Smooth Quant Recipe Tuning API (Prototype)
Smooth Quantization is a popular method to improve the accuracy of int8 quantization. The autotune API allows automatic global alpha tuning, and automatic layer-by-layer alpha tuning provided by Intel® Neural Compressor for the best INT8 accuracy.
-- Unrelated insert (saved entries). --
PR #146, opened 2018-09-25
rpc dimensions fixed

nwojcicka:
Adjusted the muon tagger dimensions to match the real detectors.


ThomasRuf:
what will be the effect of this change? By how much will the positions of hits be moved?

nwojcicka:
It's only the size of the rpcs that will change (by 7 cm in x and 9 cm in y), so that the sizes of the detectors match. This is needed for the correct calculation of the strips.

ThomasRuf:
yes, I understand. So, by how much do the positions change?

nwojcicka:
by 7 cm in x and 9 cm in y

olantwin:
This only affects the simulation, as the RPC in simulation is too large. This results in non-nonsensical strip numbers, as no strips exist where the hits were simulated.

The positions do not change, only the transverse size. This is assuming that the RPC is correctly centered in X-Y.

SmoothQuant will introduce alpha to calculate the ratio of input and weight updates to reduce quantization error. SmoothQuant arguments are as below:
Arguments | Default Value | Available Values | Comments |
---|---|---|---|
alpha | 'auto' | [0-1] / 'auto' | value to balance input and weight quantization error. |
init_alpha | 0.5 | [0-1] / 'auto' | value to get baseline quantization error for auto-tuning. |
alpha_min | 0.0 | [0-1] | min value of auto-tuning alpha search space |
alpha_max | 1.0 | [0-1] | max value of auto-tuning alpha search space |
alpha_step | 0.1 | [0-1] | step_size of auto-tuning alpha search space |
shared_criterion | "mean" | ["min", "mean","max"] | criterion for input LayerNorm op of a transformer block. |
enable_blockwise_loss | False | [True, False] | whether to enable block-wise auto-tuning |
For LLM examples, please refer to example.
Note: When defining dataloaders for calibration, please follow INC’s dataloader format.